You took up the position of business director of the glassworks just before covid. What three years have they been?

I went from being a sales and marketing manager to a crisis manager. When I joined, I saw great potential for growth and realization. But covid came and the market situation changed because we export 90 % of our goods abroad. Problems with transport began, including the transatlantic one. As early as November 2021, energy prices began to rise sharply. Then came the war in Ukraine and the energy crisis, which hit us hard. It is a much bigger problem for us than during covid. However, we have not yet received any financial support from the state.

A graduate of the Faculty of Business – Radim Bondy – has been in the position of business director for 3 years

At the end of last year, I read that you were planning to shut down one of the furnaces due to rising energy prices. I thought to myself - this will be a sad conversation. In the end it didn't happen. What happened?

One big customer said goodbye to us and there was a big gap in production programme, which was not easy to fill.
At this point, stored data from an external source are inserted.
PR #2839, opened 2020-05-28
[hack] fix up some things for minikube that are broken

jmazzitelli:
1. need to specify insecure registry when starting minikube now
2. default to the most stable release of k8s
3. make should not try to delete templates (k8s doesn't have that type and we don't use templates anymore anyway)
4. make should only try to delete openshift resources when cluster type is openshift
5. xdg-open is deprecated; use gio open now

### DIFF
--- a/hack/k8s-minikube.sh
+++ b/hack/k8s-minikube.sh
@@ -7,7 +7,8 @@
 # The typical order of commands used is the following:
 #   up - starts the Kubernetes cluster via minikube
 #   istio - installs Istio using Kiali's install hack script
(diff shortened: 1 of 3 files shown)


jmazzitelli:
asking @israel-hdez to review because I need these changes to test his OpenID feature :)

jmazzitelli:
do not merge yet, something else I want to add.

jmazzitelli:
OK, now its ready to merge (I just wanted to add a simple thing to the cluster-status make target and a new command "podman" to the k8s-minikube hack for those that use podman)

The production price of the bottles increased by up to 100 % due to the increase in the price of electricity and gas. At that time, it seemed that we would shut down not only one furnace, but also the other. However, we managed to explain everything well to the customers. They needed the bottles and we needed to survive. If we turned the ovens off, we probably wouldn't turn them on again.
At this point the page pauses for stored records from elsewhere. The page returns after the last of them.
PR #2845, opened 2020-05-28
molecule make target to add to the container host table

jmazzitelli:
Some clusters have hosts that are not resolveable within the molecule docker container so add some smarts to the makefile to try to pass the IPs into the container's host table.


jmazzitelli:
I was going to try to get this to not blow up when CLUSTER_TYPE=minikube, but these tests don't work with minikube anyway, and if they did, you can always just pass in MOLECULE_ADD_HOST_ARGS="" so avoid the make target blowing up.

We laid our cards on the table. We showed what a fair price we can offer and asked them - if you can, pay us an extra CZK 2 per bottle. And there were a few who supported us through crowdfunding. A crisis can show who abandons ship quickly and who stays on board through the storm.

The energy crisis is hitting gas-dependent industries hard. Can the glass industry shift to another source over time?
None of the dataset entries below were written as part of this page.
Issue #995, opened 2019-04-11
Feature request: Envoy Filter


Buri:
**Describe the bug**
Istio has support for [EnvoyFilter](https://istio.io/docs/reference/config/networking/v1alpha3/envoy-filter/), but Kiali has not. Is it possible to add type EnvoyFilter to config section, so it is possible to edit it from UI?

**Versions used**
Kiali: 0.16.2
Istio: 1.1.1
Kubernetes flavour and version: AWS EKS v1.11.8-eks-7c34c0

**To Reproduce**
1. Go to 'Istio Config'
2. Click on 'Istio type selector'
3. EnvoyFilter is not present

**Expected behavior**
Be able to select EnvoyFilter

pilhuhn:
Thank you for your suggestion. Displaying the presence of such filters and potentially their details may be "easily" doable. 
How do you envision the editing - especially as the actual filter config seems not to be simple yaml or json to just show, but some more complex data type.
Would you be able to help us on this?

Buri:
I think that for now it would be enough to just show yaml editor for now, especially since there is some ongoing discussion over at Istio about changes that are coming to Envoy Filters (Envoy is deprecating some functionality on their end).

israel-hdez:
@Buri Looks like the team has been busy :)
If you have the time to prepare a PR to implement this, we will be more than happy to incorporate your feature.

I see that "Gateways" have the same behavior you describe about showing the YAML with no overview page, so the involved code could bring some guidance about how to implement this.

Buri:
Might aswell give it a shot :)

lucasponce:
Thanks @Buri, indeed the EnvoyFilter is the missing resource to be added to Kiali.

If you like to work on this feature, please let me know and I can assign this issue to you.

Also happy to help you to jump into the project, it should be easy to implemented as there are only needed a couple of changes in backend/frontend.

Please, feel free to contact us at anytime and we can help you on this.

josejulio:
@Buri If you are still interested in adding support for `EnvoyFilter`, you can check the PRs that added support for the `Sidecar` resource.

https://github.com/kiali/kiali/pull/1108
https://github.com/kiali/kiali/pull/1130
https://github.com/kiali/kiali-ui/pull/1230

lucasponce:
Hi @Buri, I'm reviewing this issue.
Would you like to work on it ?
Please, let us know and we can help to jump into the project.

lucasponce:
[...]

PR #2853, opened 2020-06-02
Add EnvoyFilter,AttributeManifest,HttpApiSpec{Binding}

lucasponce:
This PRs adds support to missing Istio Config objects.

EnvoyFilter was missing from Networking API.
AttributeManifest,HttpApiSpec and HttpApiSpecBindings are from mixer and probably when mixer is completely out we can remove it but as those APIs are present in Istio 1.6 crds, to me it looked weird not to add them to have minimal view/edit capabilities on them.

This requires an UI PR to match these new objects.
https://github.com/kiali/kiali-ui/pull/1813

If it looks good it should be backported to 1.18 to reach Kiali 1.18.2 and offer complete support of Istio config.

There are experiments with hydrogen furnaces, but the practical use is not certain. Some glass factories are switching to electricity. In my opinion, gas still has a future in all smelters and other smelting devices. And that's also because its consumption will probably recede in areas for which it is technologically easier to adapt.

We now use a mix of natural gas and electric heating in a ratio of 70 to 30. If we wanted to switch to electricity, we would have to build new furnaces, which is an investment of about a billion crowns. In addition, we would need a different electrical voltage infrastructure than the existing one. Even the gas pipeline was once brought to Úsobrno because of the glassworks.

The history of glassworks dates back to 1847 | Autor: Archive of the Sklárny Moravia company

I understand, this is not a flexible industry. Can you take any steps for greener operation and production?

Yes, we are carbon friendly and reduce emissions. We invested in a filter unit for sulphur and nitrogen oxides for 60 million crowns. We reduce the noise and dustiness of our operation. And we also make bottles from 100 % recycled glass. But it needs to be seen in context. If we produce such a bottle, which then travels to the customer, who fills it with mineral water and sends it across half the planet, then in the end it is not an ecological product. Then it's just marketing.

For example, with beer bottles, it is a great pity that they have not remained standardized so that all breweries take them. That's how it is in Germany today. Each brewery now produces its own bottles, and their transportation is thus much more complicated and less ecological.

The last years have literally been a trial by fire for glass factories. How do you see the future?

In 4 years we should celebrate 200 years of existence, which is a unique anniversary. I hope that we will live to see it despite the crises that may still befall us. We will see how the world economy will develop and whether the state will also support us.

However, our production is unique, so it can find a place on the market. That is why we are always looking for new colleagues - IT architects, engineers, technologists, chemists. We know that it is a specific field, so there are not too many ready-made people on the market. But that doesn't matter, we are happy to share our know-how, all you need is the desire to learn new things.